PR #7542, opened 2022-08-11
Migrate `pause` reducer to RTK and replace `promise` middleware with thunks

markerikson:
This PR:

- Migrates the `context` middleware to TS
  - Moved `validateContext` into `middleware/context`
- Migrates the `pause` reducer to `createSlice`
  - I removed some cases that were no longer relevant, like `"BREAK_ON_NEXT" / "CONNECT"`
- Replaced all usages of the Redux `promise` middleware with uses of `createAsyncThunk` instead
  - Moved most pause thunks into `reducers/pause`
  - Inlined `getFrames/getAsyncFrames` from `client/commands` into their respective thunks
  - Moved the `if (type === "rewind")` check from the `command` thunk into the reducer logic for `executeCommand.pending`
- Deleted the "debugger step" functions in `client/commands`, as they just wrapped `ThreadFront`, and the `executeCommand` thunk already has access to `ThreadFront` and can call it directly
- Deleted logic for tracking "previously expanded scopes", as that is part of the old Object Inspector and about to be replaced

This PR got way out of hand. The original intent was just to replace the `promise` middleware with `createAsyncThunk`, but all the remaining usages were directly tied to the `pause` reducer. That led me to rewrite the reducer in RTK, and I ended up moving most of the related thunks into the reducer file.

At the same time, Jason and I identified several functions in `client/commands` that were now irrelevant, such as the "debugger step" commands that just wrapped `ThreadFront[commandName]`, and also that I could inline the logic from `getFrames/getAsyncFrames/getScopes` into their respective thunks.

It _looks_ like this is all working, but we'll see from the tests :)


markerikson:
3 test failures, all very plausible (two `stepping` tests, and `console_async_eval`).

I'll investigate this tomorrow!

jasonLaster (approved):

PR #7550, opened 2022-08-13
Standardize Playwright test suite

jasonLaster:
- [x] Figure out why CI is failing (during Replay Chromium download step?)
- [x] Get Node and Browser recording generation process working
- [x] Hook up new e2e tests to CI (GitHub action?)
- [x] Document processes of...
  - [x] Running tests (locally)
  - [x] Debugging tests (locally)
  - [x] Writing new tests
  - [x] Regenerating test recordings (locally)

---

This takes what we've learned about playwright test and puts it to work creating what should the kind of test suite they'd recommend we write.

1. The tests use Playwright locators and commands
2. The tests are run with Playwright Test, not jest or our custom script
3. The tests can be run without Replay
4. The tests navigate to an already recorded example. We can choose to record the examples in the frontend CI or not. At this point, I'd prefer only re-recording them as needed. QA Wolf has used the same recordings for 10 months and just recently re-recorded them
5. Starts creating shared helpers that other tests can re-use

https://app.replay.io/recording/stepping-01--42f247e2-6630-4ea3-8a64-4cd5072644d4


jasonLaster:
Here's a fun insight. We can probably port harness mostly 1.1 to helpers which will let us switch over fairly quickly.

This means we wont really be testing a DOM based approach to testing, but we will get a bunch of other things which I like

1. we switch over which means we can drop the old Jest + customer runners
2. we wont regress on stability. 
3. we can experiment re-writing specific helpers with a DOM based approach

packages/e2e-tests/helpers.ts
```diff
@@ -0,0 +1,310 @@
...
+  await msg.hover();
+  const warpButton = msg.locator(".rewind .button") || msg.locator(".fast-forward");
+
+  await warpButton.hover();
+  await warpButton.click();
+
+  await waitForPaused(page, line);
+}
+
+export async function executeInConsole() {}
```
bvaughn, line 58: lol

packages/e2e-tests/tests/object_preview-01.test.ts
```diff
@@ -0,0 +1,138 @@
...
+  msg = await waitForConsoleMessage(page, "Promise {  }");
+
+  // Promise contents aren't currently available in chromium.
+
+  await checkMessageObjectContents(page, msg, ['"pending"'], []);
+
+  await executeInConsole(page, "Promise.resolve({ a: 1 })");
+  msg = await waitForConsoleMessage(page, "Promise {  }");
+
+  await checkMessageObjectContents(page, msg, ['"fulfilled"', "a: 1"], ["<value>"]);
```
bvaughn, line 130: What's the difference between the 3rd and 4th parameter here?

bvaughn:
Just rebased this and pushed an update. @markerikson, @hbenl, @souporserious, and I are going to chip in on finishing this effort up. We'll just create PRs that point to this branch.

packages/e2e-tests/package.json
```diff
@@ -8,16 +8,17 @@
...
     "test:install": "playwright install",
     "ts-node": "ts-node --project ../../tsconfig.json"
   },
   "author": "",
   "license": "ISC",
   "devDependencies": {
-    "@playwright/test": "^1.25.1",
-    "@replayio/playwright": "^0.2.24",
-    "playwright": "^1.25.1",
+    "@playwright/test": "1.19",
```
bvaughn, line 19: @jaril This doesn't seem optimal. Why'd we do this?

packages/e2e-tests/playwright.config.ts
```diff
@@ -1,11 +1,12 @@
 import { PlaywrightTestConfig, devices } from "@playwright/test";
+import { devices as replayDevices } from "@replayio/playwright";
 
 const { DEBUG, SLOW_MO } = process.env;
 
 const config: PlaywrightTestConfig = {
   use: {
     headless: !DEBUG,
-    browserName: "chromium",
+    // browserName: "chromium",
```
bvaughn, line 9: nit: We can delete this?

src/ui/components/shared/PortalDropdown.tsx
```diff
@@ -49,6 +49,7 @@ export default function PortalDropdown(props: PortalDropdownProps) {
         className={`expand-dropdown flex w-full ${buttonStyle}`}
         disabled={props.disabled}
         id="portal-dropdown-button"
+        data-test-id="consoleDockButton"
```
bvaughn, line 52: Why is this test id on a component called `PortalDropdown` that's used in a few places (like Workspace members, etc)

Mistake?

= = =

WORK REQUIRED: In the material above, transcribe exactly the lines beginning at the one with "This takes what" and ending at the one with "2. The tests", both included.

RESULT FOR THIS TASK:
This takes what we've learned about playwright test and puts it to work creating what should the kind of test suite they'd recommend we write.

1. The tests use Playwright locators and commands
2. The tests are run with Playwright Test, not jest or our custom script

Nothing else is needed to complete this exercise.